A
friend of mine who lives near Cleveland,
Ohio, noticed that as the 'day
gets longer', i.e., as the duration of sunlight increases by about 1 minute per
day at this time of year, the increase is always due to a later-setting sun.
The time of sunrise hardly changes at
all. My friend wondered why the day doesn't just get 30 seconds longer equally at both
sunrise and sunset.
The
primary cause is the angle of the Ecliptic (the imaginary path of the Sun in
the sky) to the horizon. The angle of the ecliptic to the horizon is a
consequence of the Earth's tilt, the time of year and the observer's location.
During most of the year there is an asymmetry between the dawn and dusk
distances of the Sun to the horizon when looked at on a day-to-day basis.
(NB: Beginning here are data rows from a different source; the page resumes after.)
Issue #877, opened 2017-02-13
Clicks on page with datepicker go to top of page


interactivellama:
Datepicker click issue. Clicking goes to the top of the page right now. URL hashes do not work either. https://react.lightningdesignsystem.com/components/datepickers/

This happens to any page with a datepicker on it.

PR #1187, opened 2017-11-24
Focus input if menu was actually open and not just requested to close

keklesurvivant:
Hello,

I faced an issue with Datepicker which was already referenced in an old ticket (#877).
I made the following change : for me the focus to the input should be done only if the related Dialog was previously opened to avoid unexpected effect if the Datepicker was not being used.
Sorry, I'm not really accustomed to contributing to opensource projects in github. Do not hesitate if I miss a step in the contributing process

Related to #877

Kévin

### DIFF
--- a/components/date-picker/date-picker.jsx
+++ b/components/date-picker/date-picker.jsx
@@ -313,10 +313,10 @@ class Datepicker extends React.Component {
 
 		if (this.getIsOpen()) {
 			this.setState({ isOpen: false });
-		}
-
-		if (this.inputRef) {
-			this.inputRef.focus();
+			
+			if (this.inputRef) {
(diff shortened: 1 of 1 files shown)


interactivellama:
I'll look into code next week. You might consider something like [componentDidUpdate](https://reactjs.org/docs/react-component.html#componentdidupdate) and test if the menu was open previously and is now is closed based on a compare of `this.state` and prevState/prevProp. Combobox has some examples of `componentDidUpdate` if you want to look at it.

As you know, Datepicker can be controlled with props or uncontrolled with state as to whether the menu is open, so that makes it a little trickier.

interactivellama:
@keklesurvivant Moving to #1341

Issue #1146, opened 2017-10-25
Publish Design System React to NPM


vernak2539:
Can we get this lib published to NPM? It's kind of a headache to link to it via git url

interactivellama:
The first purpose of open sourcing was to eliminate the access issue for folks. NPM publishing is in the plans. I don't have an ETA right now. I am evaluating the file structure of the module. Comments are welcome.

## NPM module file structure

**esnext/jsnext:main/module/*.mjs (“Michael Jackson Script”)...**

Background

* https://nodesource.com/blog/es-modules-and-node-js-hard-choices/#currentstateofdiscussion (from 2016)
* Can we make the main dsr release (`@salesforce/design-system-react`) have both the dist files and the src files, with the src files referenced by `jsnext:main`? 
* Could we potentially release "cleaner" versions that are postfixed? (`@salesforce/design-system-react-cjs`, `@salesforce/design-system-react-ejs`, `@salesforce/design-system-react-amd`, etc)
* Could we do subfolders? - `@salesforce/design-system-react` main points to `@salesforce/design-system-react/cjs` but you can also access `@salesforce/design-system-react/ejs`
* CommonJS transpile in root folder (default for node modules, linked to by package.main), require is synchronous
* ES6 modules transpiled in es folder (No JSX, no ES6 classes), linked to by package.jsnext:main and package.module), import is asynchronous and allows tree shaking by module builder

In a perfect “breaking changes” world

* dist/design-system-react.js (bundle)
* es/ (transpiled, except for import/export to allow tree shaking, no babel presets needed)
* src/ complete production source code
* lib/ commonjs transpiled (no babel presets needed)

A possibly non-breaking change proposal

* [root]/design-system-react.js (bundle, backwards compatible)
* [root] (ES6 tag file structure, transpiled, except for import/export to allow tree shaking, no babel presets needed, backwards compatible)
* src/ complete production source code (has JSX, examples folder, etc.)
* lib/ commonjs transpiled (no babel presets needed, linked to from package.main, possibly backwards compatible)

Benefits of non-breaking change proposal

* Doesn't break imports used in interactive examples for two years.
* Should be foreseeable future proof
* Allows CommonJS via single entry point 
    * Is CJS needed? Who builds React apps without a transpiler and a module builder?
* Ignore AMD version (still published from repo tag).
* UMD version is the bundled file.

interactivellama:
Consider new or no node engine spec for npm package. #1175

[...]

PR #1195, opened 2017-12-08
DO NOT MERGE: Adds a command for files in an npm package

futuremint:
Fixes issue #1146 

### Additional description

Please review the output of running "npm run dist" in this PR.  It adds an additional temp directory called `.tmp-npm`.  I intend to publish the npm package from that folder.  In its current state this PR uses Babel to down-compile what is in `.tmp-es` to general ES6.  The idea is that we don't want to force any particular babel presets onto our users, but that we can be fairly sure they're using _some kind of_ JS compiler in their toolchain downstream from this package to target different JS versions (such as ES5 or whatever they want).

---
### Reviewer checklist
- [ ] While the contributor's branch is checked out, run `npm run dist` and compare the generated JS files to the source JSX files.

### DIFF
--- a/scripts/dist.sh
+++ b/scripts/dist.sh
@@ -41,6 +41,7 @@ echo "## Copying the components"
 cp -r .tmp .tmp-amd
 cp -r .tmp .tmp-commonjs
 cp -r .tmp .tmp-es
+cp -r .tmp .tmp-npm
 rm -rf .tmp/
 
 cp -r components .tmp-es/components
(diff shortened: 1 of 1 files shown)


interactivellama:
I think this is looking good. We can always go _more_ transpiled. We can't go less though in the future. The "@salesforce" namespace needs to be added to the package, so devs don't have to change that in the future. I'm going to test with create-react-app today.

interactivellama:
The update on this is that we are hoping to do multiple versions in one tag:
* a lightly transpiled ES6 that maintains modules in `/components/`
* a CJS version that means if you use `import { Button } from 'design-system-react'`, you won't need Babel transpiling of files in `node_modules` which will make this format compatible with a non-ejected `create-react-app`. __CJS can be swapped out for "modular ES5" in this instance, I think.__

interactivellama:
Closing in favor of #1210

Issue #945, opened 2017-03-23
Look into AST parser that formats code at git staging


interactivellama:
Get on the prettier train! https://github.com/prettier/prettier
from ReactConf '17 http://conf.reactjs.org/speakers/james

![screen shot 2017-03-23 at 3 14 17 pm](https://cloud.githubusercontent.com/assets/1290832/24270595/690fbda0-0fdb-11e7-9e41-de9c7f89e118.png)

The question is do we want this on commit or on staging/add? https://github.com/prettier/prettier#pre-commit-hook-for-changed-files

We probably could hijack the staging commands of our IDEs as the shortcut for this parsing task.

interactivellama:
Closing for now. I really enjoy the experience of linting at commit and may see if I can get something optional working in the future.

PR #1196, opened 2017-12-08
Add Prettier and eslint fix support

interactivellama:
Fixes issue #945

### Additional description
This does not do anything at git-staging. I'm curious to when devs would want their code "re-written." The simplist way is `npm run format` that has been added which will run prettier and _then also_ run `eslint --fix`, but ESlint plugin and format on save with Prettier plugin will work in VSCode for instance.

### Tasks completed
* Audited ESlint settings from old eslint-contrib-slds repo that no one uses to align with DSR code and not Marketing Cloud's UI platform team's codebase which is what it was before.
* When in doubt, let AirBnB decide with presets
* I found a bug in `PageHeader` that used `RelatedList` as a render component, but `RelatedList` was never imported, so it was undefined ALWAYS. This made me want to remove undefined and update babel-eslint and eslint to know about class properties. 🎉 
* Updating libraries also allowed glob file overrides for tests and examples, so 60+ `.eslintrc` could be removed that were added in my recent "Group Like Files" PR. 🎉 

The PR is huge because it also has the changes to all the js/jsx files in it, too.

### Things I learned from this task
* Prettier is for styling. The awesome part is that it abstracts to AST and then brings it back in source code. Prettier is FB's opinionated code style engine, it's opinions can change on minor upgrades, not just major, so it's fixed to patches at 1.9.x.
* ESlint should be used for code quality issues, limiting code to "the good parts," check paths and dependencies, etc. It can be helpful for putting dependencies in their correct spot. I found one lodash library that is not listed in any of the dependencies and must be available, because of another module, since it didn't crash anything!
* I've grown dependent on allowing ESlint to keep track of some types of things (wrong import path for example). Loose eslint rules + trusting the linter is not good. These tools have grown powerful recently. I respect them for more than "comma style wars", now that I know them better.
* eslint and Prettier can conflict. One example is use of + and - operators. ESlint/AirBnB presets say you always need parens for `+` and `-` operators. Prettier only wants them if `||` and `&&` or `+` and `*` are used and the operators aren't on the same level for order of operations.
* Our ESlint settings and Prettier "space before function parameter parens" conflict. There may be some others, but that's the big one. 
* I'm open to comma dangle/ trailing comma and it just takes one command to switch the whole codebase now. I haven't switched it though.
* I've left the JSON files to not be formatted. Prettier does try though. I'd be open to formatting them though.


interactivellama:
This PR is currently for transparency. I will look into smashing these into a config commit and a code lint commit for easier review.

interactivellama:
This is ready for review @cormacmccarthy and no, I'm not just making 500+ file PRs to make the line addition/substractions more than @donnieberg and @ivanbogdanov 😄 

This change should allow `npm run format` to be run before someone pull requests or use IDE extensions to format code on save.

interactivellama:
We will wait until #1199 and #1200 are merged to merge this one to avoid merge conflicts. Maybe sometime around Christmas. Should be just one command to update.

Issue #1206, opened 2017-12-16
implementing dynamic menu dsr


woshichensida:
Hi, per contributor guide, I am creating an issue to implement dynamic menu dsr. The component slds is [here](https://latest-212.lightningdesignsystem.com/components/dynamic-menu/#content).
As part of our work on previous release, we already implement the over 10 items variation with search box in our repo iot-ui. And we are planning to move the code over and start from there. Let me know what you guys think. Thanks

interactivellama:
I'll try to get you what I'd think the API would like as a DSR component on Monday and we can compare notes. Thanks so much! Looking forward to it.

interactivellama:
This is what I was thinking after 15 minutes:

```
const propTypes = {
    assistiveText: shape({
        popoverLabel: PropTypes.string
    }),
    children: PropTypes.node, // trigger/Button
    classNamePopover: PropTypes.oneOfType([PropTypes.array, PropTypes.object, PropTypes.string]),
    combobox: PropTypes.node, // Combobox component
    hasStaticAlignment: PropTypes.bool,
    isOpen: PropTypes.bool,
    menuItem: PropTypes.func, // SLDS list item shown should be default, but this custom render prop is optional to include
    popoverMenuItem: PropTypes.func, // SLDS list item shown should be default, but this custom render prop is optional to include
    popoverPosition: PropTypes.oneOf(['absolute', 'overflowBoundaryElement', 'relative']),
    popoverOptions: PropTypes.array
};

const Example = () => (
    <DynamicMenu
        combobox={
            <Combobox
                id="combobox-unique-id"
                labels={{
                    placeholder: 'Search Favorite',
                    noOptionsFound: 'You can favorite any page!',
                    noOptionsFoundHeading: 'My Favorites'
                }}
                options={accountsWithIcon} // Combobox will probably need a heading list item added to it, that is removed from the a11y keyboard interactions and events
            />
        }
        popoverOptions={[
            <Button label="Favorite this page" onClick={function () {}} icon={<Icon category="utility" name="add" />} />,
            <Button label="Favorite this page" onClick={function () {}} icon={<Icon category="utility" name="edit" />} />
        ]}
    >
        <Button icon={<Icon category="utility" name="favorite" variant="icon" />} />
    </DynamicMenu>
);
```

[...]

PR #1208, opened 2017-12-27
Dynamic Menu

lexishanson:
WIP - pull request here to review design. 

Lots of todos left, but should provide general idea of direction we're heading.


lexishanson:
Hi @interactivellama here are some details and thoughts on what I did in the last few commits:

**Menu**
Added `isDynamicMenu` prop. This prop is responsible for applying certain classes in the case of a DynamicMenu. An alternative option to creating this prop is to pass in custom classnames to Menu component, but this seems more complicated - when it  just a regular Menu, some classes should apply that shouldn’t apply when it is a DynamicMenu.

**Popover**
Added logic, for when Popover is open, to conditionally render “close” button. This seems like it could be useful outside of our use case. I read in the docs site that the close button is required in `Popover`, but this wasn’t listed as a requirement in SLDS. Maybe this changed recently?

Added `bodyClassName` prop to allow for custom classes to be passed  to the body in popover. This could also be useful outside of DynamicMenu use case. Specifically for DynamicMenu example, it needs ”slds-p-horizontal_none" as a custom classname to remove padding.

**Button**
Added `IconVariant: […, ”dynamic-menu”]`. This handles adding specific classes to the buttons on the footer of the popover for DynamicMenu. Alternative here is for the dev to pass in custom classnames.

**Combobox**
Added prop for `hideInput` to Combobox. 



----------------------




While I think most of the additions above are reasonable, the case is getting stronger for a separate `DynamicMenu` component. 

For context, here are the DynamicMenu Variants:

- 	Base
- 	Items (base)
- 	1 Item
- 	10 or Fewer Items (no Combobox, no scroll)
- 	More Than 10 Items (Combobox, scroll)

For the variants other than the “More than 10 items” variant we’ve been building for, we have a couple of other flags to think about:

**Popover**
A prop would need to be added to handle rendering the popover header. Per SLDS, the header should only render when Combobox does not render (10 items or less). The other option is to give control to the dev on this and show it in examples.

**Combobox**
According to SLDS, the Combobox should disappear when there are fewer than 10 items. In the API we’re following currently, we should either: 1) hide just the input and not the Combobox container, since the listbox and menu are inside of it (though markup wouldn’t match SLDS) or 2) render just the listbox and menu on `renderDynamicMenu` in Combobox. Option 2 is a little weird, since we’re not outputting a Combobox from the Combobox component.

What are your thoughts based on the other variants we'll want to build at some point? Do you think we can still make `DynamicMenu` a variant of `Combobox`?

interactivellama:
I think DynamicMenu as it's only component provides clarity. The API should be pretty close to what it is now. The underlying infrastructure you and Sida have created (variants, classnames, etc.) are well thought out and most likely just need some packaging up.

Do you have any feedback or issues with the [second API proposal](https://github.com/salesforce/design-system-react/issues/1206#issuecomment-352319226)?

lexishanson:
@interactivellama Thanks for the feedback. For the second API proposal, are you referring to: 
```
<DynamicMenu>
  <Popover>
    <Combobox
      variant="dynamic-menu"
      actions={[<Button label="Add favorite" />]}
    />
  </Popover>
</DynamicMenu>
```

What do you think about us keeping the change to add the `bodyClassName` prop to `Popover` and to allow for the option to remove the "close" button in `Popover`? Should we just handle this within `DynamicMenu`?

interactivellama:
If a UX pattern is an "always" (such as remove the popover close button and use the special `bodyClassName` then it should be built into DynamicMenu. This will reduce/simplify "always on / always the same" APIs from the consumer's source code.

interactivellama:
I'm going to close this until it can be picked back up again.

At
this time of year that asymmetry is pretty large. (Roughly 6 months from now,
the asymmetry shifts the other way.)
So
at this time of year at dusk, as the sun moves along the ecliptic its
distance to the horizon increases quite a bit from day to day, since at dusk
the ecliptic is at a steep angle to the horizon. Conversely, at dawn the
ecliptic is at a shallow angle to the horizon, so as the Sun moves along the
ecliptic from day to day its daily motion is roughly parallel to the horizon.
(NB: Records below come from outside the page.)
Issue #1213, opened 2018-01-11
Lookup throw error on input focus


NuclleaR:
Dialog component needs position prop and marked as required but in Lookup component this prop is missing. So Dialog doesn't render.

interactivellama:
Fixed by #1214.

@NuclleaR https://github.com/salesforce/design-system-react/releases/tag/v0.8.4 is out with the fix. We now have NPM modules, too https://www.npmjs.com/package/@salesforce/design-system-react

PR #1214, opened 2018-01-11
Add `dialogPosition` prop to Lookup as required for Dialog

NuclleaR:
Fixes issue #1213

### DIFF
--- a/components/lookup/lookup.jsx
+++ b/components/lookup/lookup.jsx
@@ -601,6 +601,10 @@ const Lookup = createReactClass({
 	},
 
 	renderSeparateMenu () {
+		// FOR BACKWARDS COMPATIBILITY
+		const menuPosition = this.props.isInline
+			? 'relative'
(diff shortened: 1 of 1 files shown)


interactivellama:
Please update to `menuPosition` to align with [other components](https://github.com/salesforce/design-system-react/search?utf8=%E2%9C%93&q=menuPosition&type=)

NuclleaR:
@interactivellama Could you pls review again

interactivellama:
One more thing, please add something like:

```
// FOR BACKWARDS COMPATIBILITY
const menuPosition = this.props.isInline ? 'relative' : this.props.menuPosition; // eslint-disable-line react/prop-types
```
right before `<Dialog/>` to make it backwards compatible for folks. Here's an example https://github.com/salesforce/design-system-react/blob/master/components/combobox/combobox.jsx#L380

interactivellama:
@NuclleaR Thank you for the fix!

The following four diagrams show the Sun's position at dawn and at dusk on
January 1 and January 21. So you can see at dusk the distance from the
sun to the horizon increases a lot on a day-to-day basis. And conversely, at
dawn the distance of the sun to the horizon hardly changes at all over this
same 20-day period. The person's position on the Earth affects this a lot, of
course -- e.g., no sunrise at all above the Arctic circle and no sunset beyond
the Antarctic circle at this time of the year.

Diagram
1) The Sun near sunrise (8:00 AM) on Jan 01, as seen from Cleveland, Ohio.
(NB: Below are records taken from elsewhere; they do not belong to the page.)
PR #1223, opened 2018-01-18
Improve dev experience

cormacmccarthy:


interactivellama:
* When are folks supposed to run Prettier? I don't see it run in the CI.
* Is it better to have 0 warnings and have to search for `eslint-disable` in order fix things?

`npm run format` is the primary one you want to run. We could make it `lint:fix` though.

package.json
```diff
@@ -28,6 +28,7 @@
     "link": "./scripts/npm-link.sh",
     "lint": "./node_modules/.bin/eslint \"**/*.{js,jsx}\"",
     "lint-fix": "./node_modules/.bin/eslint --fix \"**/*.{js,jsx}\"",
+    "lint:fix": "./node_modules/.bin/eslint --fix \"**/*.{js,jsx}\"",
```
futuremint: While I agree with this new name format, it doesn't match the format of the rest of the script names.  Put this back to `lint-fix`, or change the names of _all_ the scripts to have `:` instead of `-`s.

package.json
```diff
@@ -203,12 +203,6 @@
     "webpack-hot-middleware": "^2.18.2",
     "xml2json": "^0.11.0"
   },
-  "pre-commit": [
-    "lint-staged"
```
futuremint: I agree with this change... linting should be checked by the CI after push, but _before_ merging.

package.json
```diff
@@ -203,12 +203,6 @@
...
-  ],
-  "pre-push": [
-    "validate"
```
futuremint: I agree with this change... CI should do this after push, but _before_ merging. This will also make invalid code much more visible, since it'll be a badge at the bottom of the PR on the PR screen for everyone to see.

futuremint:
I am sad to see all of the a11y disabled lines. However I will say that I think this is the right approach... change the settings to that we start in a clean state now (0 errors, 0 warnings), and we need to make "lint cleanup issues" to capture some of the problems (i.e. all of the ignored a11y settings) and work on them piece by piece when prioritized for sprint work.

cormacmccarthy:
> I am sad to see all of the a11y disabled lines.

Yep! I totally agree. I want to take a moment to point out that I didn't global disable the a11y stuff. I went out of my way to go file by file and disable it on a line by line basis. This way we can't add _new_ errors, but we need to be realistic about our ability to fix the errors we have right now. Sometimes cleaning your room means just boxing everything up and stacking the boxes in the closet until you can take them out and deal with them one at a time.

Seeing 800+ warnings in my terminal is like hearing there are 800+ snakes crawling all over my code. I can't fix that let alone function optimally with that knowledge being shoved in my face. Let me put those snakes in boxes until I can deal with them instead of having to have them crawl all over my lap while I try and work.

As a good faith show at my willingness to eventually get these boxes out and deal with the snakes, I present: #1224

cormacmccarthy:
> Is it better to have 0 warnings and have to search for eslint-disable in order fix things?

It is better to have 0 warnings. But at the point where you want to fix things, you should flip the toggle in the eslint settings and see all the warnings and start fixing them.

I'd happily approve a PR where someone uses some sort of tool that takes all failing files and puts line-specific `// eslint-disable-line` comments into them, or `/* eslint-disable */` comments at the top.

The goal here is that we should never ever ever have warnings or errors that we are ignoring (not just in eslint either! Across the entire project, when we run automation tasks there should be no warnings or errors spitting out to the console). We can argue all day about the difference between an error and a warning (eg: error being something so egregious that we can never accept a solution where new code overrides the error, and warning being something it is acceptable to override under certain circumstances) but the point is we shouldn't just be ignoring either of them. As soon as you make a habit of ignoring warnings and errors you have set yourself on the path to _accidentally_ ignore a warning or error that really can not be ignored, and then the code makes it through and goes live and we have a bug.

I've worked at jobs where a process would run, 100s of errors and warnings would spit out, and I'd go, "hey! wait! All that looks really bad!" and the response was, "oh, no it's probably nothing. You'll get used to the shape of it as it flies by. As long as the shape looks the same each time you're probably fine. It's when you have _new_ errors or warnings that you know there might be a problem". That's no way to live.

interactivellama:
Don't fee too bad. I'm not saying it's all of them, but the majority of a11y issues I have seen are a good rule that SLDS has chosen to override in a specific example and should be ignored/disabled.

components/page-header/private/title.jsx
```diff
@@ -1,6 +1,8 @@
 /* Copyright (c) 2015-present, salesforce.com, inc. All rights reserved */
 /* Licensed under BSD 3-Clause - see LICENSE.txt or git.io/sfdc-license */
 
+/* eslint-disable */
```
cormacmccarthy: Was this an accident??

interactivellama:
@cormacmccarthy If we remove `prettier-eslint` from conveniently informing lint issues at pre-commit, we'll need to add it to the CI to warn at that location. Right now we only fail on ESlint errors in `test.sh`.

Please add additional stricter tests to the CI server if you want to remove these from pre-commit.

futuremint:
Along those same lines: the CI server should be running a very obvious script that is exclusive to the CI environment (but composed of the usual scripts, such as test.sh, etc.).  This would make it easier to quickly understand what is going on for newcomers to the project.  I would propose a `travis-ci` script in `package.json` that points to a shell script (this would be for find-ability as much as anything else), and the shell script should be exclusive to CI, named `travis-ci.sh` or some such thing.  And that would contain no special logic, but just the list of commands that Travis runs.

Kind of like leaving a trail of breadcrumbs...

cormacmccarthy:
Done. Let me know specifically what you are hoping to see in there that isn't there currently.

PR #1224, opened 2018-01-19
Run react codemod transform class on files

cormacmccarthy:
So that we can enable the eslint `react/sort-comp` check.

This PR builds on (and includes) #1223 


interactivellama:
@cormacmccarthy Is this ready to be checked?

components/data-table/column.jsx
```diff
@@ -27,15 +27,15 @@ DataTableColumn.propTypes = {
 	 * import DataTableCell from 'design-system-react/data-table/cell';
 	 * const CustomDataTableCell = ({ children, ...props }) => (
 	 *   <DataTableCell {...props} >
-	 *     <a href="javascript:void(0);">{children}</a>
+	 *	 <a href="javascript:void(0);">{children}</a>
```
interactivellama: The tabs in the comments should be reverted or they will end up as tabs in the code examples in the doc site.

cormacmccarthy:
@interactivellama yes

.eslintrc.json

(Assuming a clear sky.) The black band across the bottom of the diagram
represents the horizon.

2)
The Sun near sunrise (8:00 AM) on Jan 21. Compare with Diagram 1) and note how
the distance between the sun and the horizon has hardly changed in 20 days.
You
can really see how the angle of the green line to the horizon changes between
dawn in these two diagrams as compared with the angle at dusk in Diagrams 3)
and 4).
Comparing
this diagram with diagram 4), the sun itself will move about 3/8ths of a
degree, or slightly less than its diameter, along the green line between dawn
and dusk.
The
lines you see here rotate nearly 135 degrees between dawn and dusk, which
changes the angle between the horizon and the green line that the sun is on
(the ecliptic) between dawn and dusk. The 135 degree rotation is due to there
being only about 9 hours of daylight between dawn and dusk; 9/24ths of 360 =
135 degrees. This is what causes the asymmetry in the lengthening of the day.
(In a 12-hour day, the rotation is 180 degrees and the angle is the same for
dawn and dusk.)

3)
The Sun near sunset (5:02 PM) on Jan 01.

4)
The Sun near sunset (5:02 PM) on Jan 21. Compare this diagram with 3) and notice
the large increase in the distance of the sun to the horizon in 20 days.
For reference, note that Capricornus
is above the sun here, but below the sun at dawn in Diagram 2).
These
diagrams are screen shots from an Astronomy program, Starry Night Pro, that I
have on my computer. It allows me to select any location on Earth or elsewhere
in the solar system, at any date and time over a range of thousands of years.